October 8, 1979 while tie-nailing east of Coronation Boulevard, VIA 6781-6628-CN 3117 are westbound on a nice fall afternoon (above). On October 21, just west of Mile 183 CN Kingston Sub, Centuries 2020-2043 lead an eastbound freight past the intermediate signals while I was tie-nailing there. (Remember photo corners?)
A visit to the 'old station'/Outer Station on Montreal Street, by this time just a small stub-ended freight yard. Crane CN 50367 rests on January 25, 1980:
East of Coronation Boulevard in August, 1980 - two freights meet - eastbound in foreground:
August 13, 1980 - eastbound VIA meets westbound CN freight:
Our second school band trip in October, 1980 to Port Moody, BC involved travelling there on CP aboard VIA! The government grant for this trip had a mandatory educational component. A group of us were drafted to a Boredom Prevention Committee on the trip west. Our produced package included a map, train schedule, berth assignments, fun facts, word puzzles and more. While some band members were assigned four to a section or three to a double-bedroom, I was able to assign myself to a roomette on the way. The quicker, less educational return trip was aboard Wardair. On the way west,  we're stopped at Banff station and I'm leaning out a blue & yellow car vestibule:
VIA was born, coincident with the genesis of my train watching 'career'. Inheriting CN passenger equipment, Corridor consists I was observing in these first five years remained largely unchanged from the CN era. That, of course, changed in the next five years as blue & yellow paint flowed, the LRCs arrived and the Turbos departed for the final time. 

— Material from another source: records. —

Issue #314, opened 2022-03-08
get_wsireader doesn't work for .tiff files converted from jp2


R-J96:
* TIA Toolbox version: 1.0.1
* Python version: 3.7.8
* Operating System: Ubuntu 20.04

### Description

Using `get_wsireader` on a tiff files converted from jp2 errors but using the OpenSlideWSIReader class works. This in turn means classes like SemanticSegmentor that use `get_wsireader` also don't work with this.

### What I Did
Code to reproduce this
```
wsi = get_wsireader(".../file.tiff")
```
results in following error:
```
Traceback (most recent call last):
  File "<stdin>", line 1, in <module>
  File "/home/robj/.conda/envs/tiatoolbox/lib/python3.7/site-packages/tiatoolbox/wsicore/wsireader.py", line 2417, in get_wsireader
    return WSIReader.open(input_img)
  File "/home/robj/.conda/envs/tiatoolbox/lib/python3.7/site-packages/tiatoolbox/wsicore/wsireader.py", line 134, in open
    return VirtualWSIReader(input_img, mpp=mpp, power=power)
  File "/home/robj/.conda/envs/tiatoolbox/lib/python3.7/site-packages/tiatoolbox/wsicore/wsireader.py", line 1816, in __init__
    self.img = utils.misc.imread(self.input_path)
  File "/home/robj/.conda/envs/tiatoolbox/lib/python3.7/site-packages/tiatoolbox/utils/misc.py", line 160, in imread
    image = cv2.cvtColor(image, cv2.COLOR_BGR2RGB)
cv2.error: OpenCV(4.5.5) /io/opencv/modules/imgproc/src/color.cpp:182: error: (-215:Assertion failed) !_src.empty() in function 'cvtColor'
```

but using
```
wsi = OpenSlideWSIReader(".../file.tiff")
```
on the same file runs absolutely fine.

TIFFWSIReader gives a different error
```
Traceback (most recent call last):
  File "<stdin>", line 1, in <module>
  File "/home/robj/.conda/envs/tiatoolbox/lib/python3.7/site-packages/tiatoolbox/wsicore/wsireader.py", line 2053, in __init__
    raise ValueError("Unsupported TIFF WSI format.")
ValueError: Unsupported TIFF WSI format.
```

shaneahmed:
The issue is being fixed in #317 
Just a comment, please use WSIReader.open() as get_wsireader will be depreciated in future release.

PR #317, opened 2022-03-11
ENH: Add Better Support For Tiled TIFFs

John-P:
- Add a check for tiles in a TIFF file when opening 
- Use OpenSlide to read a TIFF if it has tiles instead of OpenCV (VirtualWSIReader).
- Add a fallback to tifffile if it is tiled but openslide cannot read it (e.g. jp2k or jpegxl tiles).


John-P:
This is currently failing due to now supporting more TIFF formats, and we don't currently have an example for which this would fail. Therefore, either the test coverage will be reduced which will fail the PR or the test will fail which will fail the PR. I will look into generating a test image where this should fail.

John-P:
I have made a simple test image which is a copy of CMU-1-Small-Region.svs but with two tiled pages and no resolution metadata. This is used as an example fail case, as we currently don't support multipage generic tiled TIFF. Only known TIFF formats such as SVS, NDPI, OME-TIFF, and generic single-page tiled TIFFs. This could be extended to single series, e.g. one series of pyramid resolutions in future. This test image would also fail that, as there is no subifd tag for reduced resolution set.

tiatoolbox/utils/misc.py
```diff
@@ -756,3 +756,30 @@ def string_to_tuple(in_str):
...
+    """
+    microns_per_unit = {
+        "centimeter": 1e4,  # 10,000
+        "cm": 1e4,  # 10,000
+        "inch": 25400,
+        2: 25400,  # inches in TIFF tags
+        3: 1e4,  # cm in TIFF tags
+    }
+    if units not in microns_per_unit:
+        raise ValueError(f"Invalid units: {units}")
```
shaneahmed, line 784: A small test can be added with invalid units to raise the error.

shaneahmed (commented):
Thanks @John-P 
Please can you add the test as mentioned?

shaneahmed:
@R-J96 As this is related to #314. Please can you review this PR?

R-J96 (approved):

shaneahmed (approved):

John-P:
@shaneahmed My current solution to the deepsource path issue is a combination of `# skipcq: PTC-W6004` it ignore generated paths in the whole file:
https://github.com/TissueImageAnalytics/tiatoolbox/blob/44c59b443bf4381892f7bb0487d48bbebc580707/tests/test_annotation_stores.py#L1

and allowing commented out code in tests (vecause flake thinks that skipcq is code!):
https://github.com/TissueImageAnalytics/tiatoolbox/blob/44c59b443bf4381892f7bb0487d48bbebc580707/setup.cfg#L25-L26

PR #319, opened 2022-03-18
TST: Make Stain Norm CLI Tests Use Temp Dir

John-P:
Fix the stain normalisation CLI test which would dump output into the project root directory by specifying an output to a temporary test directory.


shaneahmed (approved):
Thanks @John-P  Looks fine to me.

Freight trains were operating with a plethora of American railroads' cars, even predecessors, minimal intermodal traffic, and prior to the lease-fleet freight car era. The freights I'd observed fell into a few specific categories: container (intermodal) trains; through freights with bridge traffic to/from the U.S. Midwest/New England; Montreal-Toronto freights; maid-of-all-work freights like CN Nos 317/318 with lots of chemical and misc. traffic, and short local wayfreights.

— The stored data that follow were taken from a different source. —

PR #321, opened 2022-03-24
NEW: CLI For TileServer

measty:
Changed this commit to just add a CLI for setting up a tileserver


tiatoolbox/cli/overlay_from_json.py
```diff
@@ -0,0 +1,169 @@
...
+        "uint32": "uint",
+        "int32": "int",
+        "float32": "float",
+        "float64": "double",
+        "complex64": "complex",
+        "complex128": "dpcomplex",
+    }
+    height, width, bands = a.shape
+    linear = a.reshape(width * height * bands)
+    vi = pyvips.Image.new_from_memory(
```
shaneahmed, line 30: Can we not avoid pyvips dependancy? 
Adding it would mean further restrictions on dependency versions.

John-P: Indeed tifffile / zarr cna be used instead here.

John-P:
I like this idea. However, my main concern is with the code structure. It doesn't make sense to have the whole implementation in a cli function. I would implement rendering if tiles from an annotation store first. Then a function to write all the tiles to a tiff with tiffile/zarr. Then make a wrapper cli argument which loads the geojson (or ndgeojson) to a store, then renders is out.

tests/test_tileserver.py
```diff
@@ -1,35 +1,79 @@
...
+        cli.main,
+        [
+            "slide-thumbnail",
+            "--img-input",
+            str(Path(sample_ndpi)),
+            "--mode",
+            "save",
+        ],
+    )
+    wsi = WSIReader.open(Path(sample_ndpi))
```
shaneahmed, line 29: why do you need this?

tiatoolbox/cli/tile_server.py
```diff
@@ -0,0 +1,17 @@
...
+)
+
+
+@tiatoolbox_cli.command()
+@click.argument("img_paths", nargs=-1, type=click.Path(exists=True))
+def tile_server(img_paths):  # pragma: no cover
+    """show a slide together with a whole slide overlay"""
+    from tiatoolbox.visualization.tileserver import TileServer
+
+    app = TileServer("TileServer", list(img_paths))
```
shaneahmed, line 15: Can we not run the server in a directory and open image directly from there?

shaneahmed (commented):
Thanks Mark. Please can you address the comments.

tests/test_tileserver.py
measty: Hi Shan,
I use it in line 40: `np.zeros(wsi.slide_dimensions(1.25, "power"), dtype=np.uint8).T` to make an array of suitable dimensions to test the case where a low-res heatmap is given as an np array for one of the layers

tiatoolbox/cli/tile_server.py
measty: do you mean just give a directory and try to open all images in there as layers?

shaneahmed: We can open individual images here, but yes we should be able to open a directory in future.

shaneahmed: I am resolving it for the sake of this PR.

shaneahmed (approved):
Thanks @measty 
I will wait for @John-P's input before I merge it.

tiatoolbox/cli/tile_server.py
```diff
@@ -0,0 +1,17 @@
+"""Command line interface for TileServer"""
+import click
+
+from tiatoolbox.cli.common import (
+    tiatoolbox_cli,
+)
+
+
+@tiatoolbox_cli.command()
+@click.argument("img_paths", nargs=-1, type=click.Path(exists=True))
```
shaneahmed, line 10: shouldn't this be using decorator from `cli/common.py` for image input? This will automatically add help for that function as well. https://github.com/TissueImageAnalytics/tiatoolbox/blob/446f2e1e05f79d4e397267a2dea4f962c506fdd1/tiatoolbox/cli/common.py#L30

measty: the img_input decorator will only allow a single path (to a file or directory). But the tileserver cli needs to be able to accept a variable number of paths.
for example if i had a slide and heatmaps from two different models i need to be able to do:

tiatoolbox tileserver path/to/slide path/to/heatmap1 path/to/heatmap2

to start the tileserver with the slide and two additional layers for the heatmaps

shaneahmed: You can still use `img_input` by defining defaults and options. See for example, https://github.com/TissueImageAnalytics/tiatoolbox/blob/c7fe7851cf78ab582e8e02bc1b21d5227063fc77/tiatoolbox/cli/common.py#L50 You can see different file types have been called here https://github.com/TissueImageAnalytics/tiatoolbox/blob/c7fe7851cf78ab582e8e02bc1b21d5227063fc77/tiatoolbox/cli/patch_predictor.py#L32 
Similarly, options for `mode` have been modified https://github.com/TissueImageAnalytics/tiatoolbox/blob/c7fe7851cf78ab582e8e02bc1b21d5227063fc77/tiatoolbox/cli/patch_predictor.py#L35

measty: the only options available for img_input is the help option. 

https://github.com/TissueImageAnalytics/tiatoolbox/blob/c7fe7851cf78ab582e8e02bc1b21d5227063fc77/tiatoolbox/cli/common.py#L30-L32

I could change that to allow more options to cover the useage needed here, if that would be a better way to do it?

shaneahmed: yes that's fine you can modify it by keeping the previous options as default options.

tiatoolbox/visualization/tileserver.py
```diff
@@ -37,7 +39,7 @@ class TileServer(Flask):
         >>> app.run()
     """
 
-    def __init__(self, title: str, layers: Dict[str, WSIReader]) -> None:
+    def __init__(self, title: str, layers: Union[Dict, List]) -> None:
```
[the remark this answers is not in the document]
measty: >I did this so that it isn't necessary to give names to the layers. You can give it a list and have autogenerated layer names ('layer1', 'layer2', etc), or a dict which specifies names for each layer via the key.

Although, thinking on that, there isn't a provision for specifying the layer names in the cli command, and there probably should be. I can add that in later today.

Will change the hint as suggested also.

tiatoolbox/cli/overlay_from_json.py
John-P: I think this is resolved now.

tests/test_tileserver.py
```diff
@@ -1,35 +1,79 @@
...
+    runner.invoke(
+        cli.main,
+        [
+            "slide-thumbnail",
+            "--img-input",
+            str(Path(sample_ndpi)),
+            "--mode",
+            "save",
+        ],
+    )
```
John-P, line 28: Any particular reason why you are creating a Cli handler and then calling that rather than just using the slide_thumbnail method on WSIReader? Just seems like an odd way to make a thumbnail for the test.

tiatoolbox/visualization/tileserver.py
```diff
@@ -47,7 +51,39 @@ def __init__(self, title: str, layers: Dict[str, WSIReader]) -> None:
...
         self.tia_title = title
-        self.tia_layers = layers
+
+        # generic layer names if none provided
+        if isinstance(layers, list):
+            layers = {f"layer-{i}": p for i, p in enumerate(layers)}
+        # set up the layer dict
+        layer_def = {}
+        meta = None
+        for i, key in enumerate(layers.keys()):
```
John-P, line 61: @measty This could be better written as just `enumerate(layers)` as this will enumerate the keys. This should have been flagged with pre-commit. Are you running pre-commit before committing?

tiatoolbox/visualization/tileserver.py
```diff
@@ -47,7 +51,39 @@ def __init__(self, title: str, layers: Dict[str, WSIReader]) -> None:
...
+            layer = layers[key]
+
+            if isinstance(layer, (str, Path)):
+                p = Path(layer)
```
John-P, line 65: p is not a good variable name. I think this should have been flagged by pre-commit. I suggest something descriptive like `layer_path` instead.

tiatoolbox/visualization/tileserver.py
```diff
@@ -47,7 +51,39 @@ def __init__(self, title: str, layers: Dict[str, WSIReader]) -> None:
...
+                    # assume its a low-res heatmap
+                    layer = Image.open(p)
+                    layer = np.array(layer)
+                else:
+                    layer = WSIReader.open(p)
+
+            if isinstance(layer, np.ndarray):
+                if len(layer.shape) == 2:
+                    # single channel, make into rgb with colormap
+                    c_map = cm.get_cmap("jet")
```
John-P, line 76: It would be nice to be able to change the colormap. I'm personally not a big fan of jet as a hardcoded colormap because it is not perceptually uniform. The luminance does not correspond to the value, hence it is not good for colour blind users. If we must have a hardcoded map or a default I suggest "viridis" (the matplotlib default) or "magma". See here for more information:
- https://matplotlib.org/3.5.0/tutorials/colors/colormaps.html
- https://jakevdp.github.io/blog/2014/10/16/how-bad-is-your-colormap/

tiatoolbox/visualization/tileserver.py
```diff
@@ -47,7 +51,39 @@ def __init__(self, title: str, layers: Dict[str, WSIReader]) -> None:
...
+                    im_rgb = (c_map(layer) * 255).astype(np.uint8)
+                    layer = VirtualWSIReader(im_rgb[:, :, :3], info=meta)
+                else:
+                    layer = VirtualWSIReader(p, info=meta)
```
John-P, line 80: This would section could possibly be refactored into a function e.g. `colourise_image` which takes an ndarray and applies a cmap if is is a single channel array, else returns the image unmodified. Then this could be wrapped in VirtualWSIReader. E.g.

```python
if isinstance(layer, (str, Path)):
    p = Path(layer)
      if p.suffix in [".jpg", ".png"]:  # maybe add .webp and .gif here?
          # assume its a low-res heatmap
            layer = Image.open(p)
            layer = np.array(layer)
            layer = colourised_layer(layer, cmap=...)
            layer = VirtualWSIReader(layer, info=meta)
      else:
           layer = WSIReader.open(p)
```

I think this would make it a bit more readable / maintainable. This also does not account for low res TIFFs which we may need to address later.

John-P (changes requested):
Looks good. Just a few suggestions for changes which might improve the code quality / maintainability in my opinion.

tiatoolbox/cli/tile_server.py
John-P: Is this resolved?

John-P:
Just a side note, can we be consistent with comments capitalisation. I think that we should consistently write comments as a full sentence with a capital letter and full stop unless it is just a word or two note. I recently made a PR to tidy inconsistencies such as this up but I see them creeping in again.

tiatoolbox/visualization/tileserver.py
measty: changed the default to viridis, and can choose the colourmap in colourise function, though there is no provision for choosing colourmap in cli at the moment. Also addressed the other code maintainablility/readability issues above

tests/test_tileserver.py
measty: i think it was a historical artifact of something i tried and removed, cant quite remember now! but have changed it

tiatoolbox/visualization/tileserver.py
measty: moved the colourising code into a function in utils/visualisation. Haven't added any additional formats for now, can maybe look at that later

tiatoolbox/utils/visualization.py
```diff
@@ -33,6 +34,19 @@ def random_colors(num_colors, bright=True):
     return colors
 
 
+def colourise_image(img, cmap="viridis"):
+    """If input img is single channel, colourise it
+    using specified colourmap.
+    """
```
John-P, line 40: Just minor formatting. The first line of the docstring should be a single line with a full stop.

Additional detail is then in a paragraph after a blank line. Also missing args and returns here.

tiatoolbox/cli/tile_server.py
```diff
@@ -0,0 +1,25 @@
...
+from tiatoolbox.cli.common import tiatoolbox_cli, cli_img_input, cli_name
+
+
+@tiatoolbox_cli.command()
+@cli_img_input(multiple=True)
+@cli_name(multiple=True)
+def tile_server(img_input, name):  # pragma: no cover
+    """show a slide, optionally together with one or more whole slide
+    overlays
+    """
```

March 23, 1981 - CN 9452-9651-9428-5062-5071 led this westbound freight west of Mi 184 Kingston Sub:
March 29, 1981 - Looking east, CN 2037-2017-2041 head a westbound freight at the Amherst View sports field where we started this post looking west! The shadow of the bulbous Amherst View water tower looms over the grass!
Thanks for climbing aboard this year-long train of thought as we retrace, remember, and yes, wallow in nostalgia these fifty years trackside. Watch for an upcoming second part, 1981-85!

Running extra...

It's been a good old-fashioned winter! The snowbanks grow higher making it increasingly important to be creative when it comes to shovelled snow storage. Q: Where did the snow man keep his money? A: In the snow bank!

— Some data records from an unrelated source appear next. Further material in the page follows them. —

PR #322, opened 2022-03-24
MAINT: Add Checks To User Provided Paths

John-P:
This is to satisfy Deepsource security issues and also avoid the user from accidentally overwriting files or writing to a directory that doesn't exists.

### DIFF
--- a/tests/test_annotation_stores.py
+++ b/tests/test_annotation_stores.py
@@ -1,3 +1,4 @@
+  # skipcq: PTC-W6004
 """Tests for annotation store classes."""
 import json
 import pickle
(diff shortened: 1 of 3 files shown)


John-P:
This has triggered a bunch of false positives on DeepSource for the same issue. They are all in test files where the path is controlled by pytest. However, the option to ignore / report it has disappeared for me.

shaneahmed (approved):

shaneahmed (approved):
Thanks @John-P

John-P:
@shaneahmed  Oh this wasn't actually supposed to be merged. There was an issue where deepsource stopped running on it so it appeared to pass checks but that was only because not test were running on it!

PR #328, opened 2022-04-01
ADD: Add Support For Multiple Channel Images (HxWxC)

vqdang:
- Support for resizing multiple channel images
- Support for multiple dtypes conversion


tests/test_utils.py
```diff
@@ -46,14 +46,49 @@ def test_imresize():
     )
     assert resized_img.shape == (1000, 500, 3)
 
-    # test for dtype conversion
+    # test for dtype conversion, pairs of
+    # (original type, converted type)
+    test_dtypes = [
```
shaneahmed, line 51: I do not understand how you define these pairs?

tiatoolbox/utils/transforms.py
```diff
@@ -119,16 +119,48 @@ def imresize(img, scale_factor=None, output_size=None, interpolation="optimise")
         else:
             interpolation = "area"
 
-    if img.dtype == np.float16:
-        img = img.astype(np.float32)
+    # dtypes that cv2.resize can work on out-of-the-box
+    dtype_mapping = [
```
shaneahmed, line 123: why this mapping?

tiatoolbox/utils/transforms.py
```diff
@@ -119,16 +119,48 @@ def imresize(img, scale_factor=None, output_size=None, interpolation="optimise")
...
+        (np.bool, np.uint8),
+        (np.int8, np.int16),
```
shaneahmed, line 125: why int8 to int16?

tests/test_utils.py
vqdang: Opencv resize function only works on a fixed set of np.dtype . Hence, for dtypes that cv2 do not work on, we need to convert it to the closest dtype. Here, the converted dtypes are selected such that it includes the precision range of original dtype. As for how we know which dtype is supported by opencv, I manually run for each dtype and check which one will crash.

tiatoolbox/utils/transforms.py
vqdang: Updated description in https://github.com/TissueImageAnalytics/tiatoolbox/pull/328/commits/5b68415f24b1aeda108f5473f66f8a1f81d0bfab

tiatoolbox/utils/transforms.py
vqdang: Updated description in https://github.com/TissueImageAnalytics/tiatoolbox/pull/328/commits/5b68415f24b1aeda108f5473f66f8a1f81d0bfab

tests/test_utils.py
```diff
@@ -46,14 +46,49 @@ def test_imresize():
...
+        (np.bool, np.uint8),
+        (np.int8, np.int16),
```
shaneahmed, line 53: I understand why you are doing this. Why np.int8 converted to np.int16 ? Is np.int16 not supported in opencv?

vqdang: `np.int8` is not supported but `np.int16` is supported. Hence, `np.int8` (original type) will be converted to `np.int16` (converted type).

shaneahmed (approved):

tests/test_utils.py
```diff
@@ -46,14 +46,49 @@ def test_imresize():
...
+            interpolation=cv2.INTER_CUBIC,
+        )
+        assert resized_img.shape == (50, 50, 3)
+        assert resized_img.dtype == converted_dtype
+
+    # test resizing multiple channels
+    img = np.random.randint(0, 256, (4, 4, 16))
     resized_img = utils.transforms.imresize(
-        img.astype(np.float16),
-        scale_factor=0.5,
```
John-P, line 52: Just spotted that scale factor was changed from 0.5 to 4. Is that correct?

vqdang: It has been refactored into L66 and L67

John-P (approved):
Looks good to me.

Check here for regular updates on how VIA's winter is going. Today, the Corridor will see an ebbing 8 LRC trains,  a burgeoning 11 'HEP' trains*, and a static 30 Venture-equipped trains. (*full disclosure - six of those 'HEP' trains will be LRC Economy class cars with one HEP Business Class car. As of today, there are only 11 LRC Business Class cars left in service, with some trains having two or three, hence the shortage.) Here's VIA 4002 on the tail-end of yesterday's VIA No 45:
They say social media is bad for your health and this week I came down with a bad case of Gormick. The discussion centred on VIA's Ventures (what else is making news?) and the Oracle of Oshawa was holding court. Nobody likes a bit of humour or going tangential more than I do. But according to this 'consultant', everything is wrong, nothing works, and only he knows why. Mix that with a healthy dose of holier-than-thou, been-there-done-that, not relevant name-dropping and just plain nonsensical innuendo and it's time to swear off for awhile! Weird. Really weird.

First past the post...

Thanks to erudite Johannes Urbanski and the ever-relevant Dan Garcia for adding substantively and factually to the discussion referred to above. Nice to have some adults in the [chat] room!